Complex campaigns require skillful staff organizers, active involvement of hundreds of community members, and enough money to get the job done. In the past the Chapter has relied on modest annual contributions averaging $35 from thousands of dedicated members. We win a lot of campaigns using this base of resources, but we could do so much more with an annual influx of major gifts.

This issue's Strength & Sustainability column features a personal perspective from Paul Craig. Like many members, Paul has participated in both the outdoor and the activist portions of the Club. Like many, he became an activist and a leader at a point when it fit his life situation. And like some - you perhaps - he has chosen to make a significant gift of support to the Bay Chapter.

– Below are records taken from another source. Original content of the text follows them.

PR #582, opened 2026-06-28
Add an example in google colab

ceriottm:
One-click demo of the interactive notebook widget


sofiia-chorna (approved):
nice, thanks for adding!

PR #583, opened 2026-07-06
add trunctation of long legend name

sofiia-chorna:
truncates long names in the legend names like: 
long-legend-screenshot

+ adds a tooltip to see the full name

dataset to test: [test-legend-truncation.json](https://github.com/user-attachments/files/29716983/test-legend-truncation.json)


ceriottm (approved):
Seems to work, and I agree this is good sanity check. We could also take the opportunity to set the threshold for categorical data to 64 rather than 50

ceriottm (approved):

PR #586, opened 2026-07-07
Raise an error if a metatomic model request custom inputs 

Luthaf:
These are not supported in chemiscope at this point.


sofiia-chorna (approved):
thanks a lot!

PR #588, opened 2026-07-13
fix draggable windows from going outside of the screen

### LINKED ISSUE #587: Visualiser setting window can be dragged off-screen and cannot be recovered
I've noticed that the visualiser setting window can be dragged outside the browser page. The same behaviour was observed for Jupyter widgets as well.

The dialogue could only be dragged by its title bar, and re-opening it would keep its previous position. Therefore, once the title bar is accidentally moved outside the visible viewport, I see no simple way to move it back other than refreshing the page (web) or reloading the widget (Jupyter). 

https://github.com/user-attachments/assets/227622ea-9323-4734-babe-1e681c5af745

sofiia-chorna:
closes #587

### DIFF
--- a/src/map/options.ts
+++ b/src/map/options.ts
@@ -10,7 +10,14 @@ import Modal from '../modal';
 import { Settings } from '../dataset';
 import { HTMLOption, JSOption, OptionsGroup } from '../options';
 import { optionValidator } from '../options';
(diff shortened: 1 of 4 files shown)


ceriottm (approved):
Looks good and seems to work

PR #597, opened 2026-09-22
Added a checker and an error message when WebGL is disabled

ceriottm:
Otherwise the widget crashes with an obscure error

Also fixes an annoying bug with recent webpack


sofiia-chorna (approved):
thanks a lot for the quick fix

PR #599, opened 2026-09-23
fix the symbols overlapping the colorbar

sofiia-chorna:
when we have many labels in symbols, the legend runs over the colorbar (screenshot). this PR limits the height of the symbol legend

from materials cloud:

Screenshot 2026-09-23 at 13 50 14

with the fix:

Screenshot 2026-09-23 at 13 50 32


src/map/map.ts
```diff
@@ -2059,12 +2070,26 @@ export class PropertiesMap {
...
+        const margins = DEFAULT_LAYOUT.margin.t + DEFAULT_LAYOUT.margin.b;
+        const plotHeight = this._plot.clientHeight - margins;
+
+        // no height yet, the resize observer will recompute this
+        if (count === 0 || plotHeight <= 0) {
             return 1;
         }
-        const LEGEND_ITEM_HEIGH = 0.045;
+
+        const LEGEND_ITEM_HEIGHT_PX = 19;
```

I didn't know about mountains until I came out to graduate school in California. I soon joined the Sierra Club to hike, and became a life member early on - inspired by Dave Brower during the Grand Canyon dam fight. I moved a lot, but eventually I returned to California to teach environmental policy at UC Davis. It was great to be here, close to the mountains again. I participated in Sierra Singles. Our party was at Evolution Basin when a lone hiker crossed our path on the John Muir Trail. Kay has been my wife for several decades.

When I retired, I decided to volunteer for the Sierra Club.

I moved up through the ranks, eventually chairing the Club's national Global Warming and Energy Committee. I'm currently on the national Smart Energy Solutions Committee. I'm overjoyed that the Club has decided to make global climate change its top national priority.

Human greenhouse gases are already wreaking havoc. We're losing the snow atop the Alps and Kilimanjaro. We're going to have more hurricanes like Katrina. Barrier islands will be destroyed. At the rate we're going, we will lose coastal cities within the next 50 years. Low-lying nations like Bangladesh will be hurt the worst . How do we change course?

Fortunately America is a "can do" country. While we surely have a huge problem, we also have more than enough solutions to start turning things around. The starting point is efficiency, and we've already done a lot. From World War II up to the oil embargo 30 years ago, America's energy use was growing at a staggering 2% per year. Then from 1975 to 2006 energy use leveled off as we learned how to wring more economic output from the same amount of energy. California has led the way, with per-capita energy use far below the rest of the nation, and holding steady. In 100 years the U.S. could have 10 times today's economic output with no increase in energy use, and using energy mostly from sun, wind, and biomass. This transition will rely massively on science and technology. It will require lots of innovation.

As I work with the Club nationally, I see that often the most important changes must happen at the local level. California is a leader on energy. The Bay Area is the leader among the leaders. It's our job - our opportunity - to show the rest of the nation how to do it.

We must pressure government to institute efficiency policies. We will need to educate the public and organize people to put pressure on elected officials. That's where the Strength & Sustainability campaign comes in. The only factor holding the Sierra Club back in its immediate and significant impacts on energy use is funding.

My Sierra Club involvement has been mostly at the national level. Why am I making a major gift to the Bay Chapter? It's because we in the Bay Area have a long history and promising opportunities to set an example that can spread. The Bay Chapter has played a major role in getting Community Choice Aggregation implemented in San Francisco, and I want to help extend these efforts throughout the Bay Area. The old slogan "Think globally, act locally" isn't just a cliché; for the Bay Chapter it's very much a reality. A gift to the Bay Chapter is a step towards global change.

I hope you'll join me in supporting the local Strength & Sustainability campaign.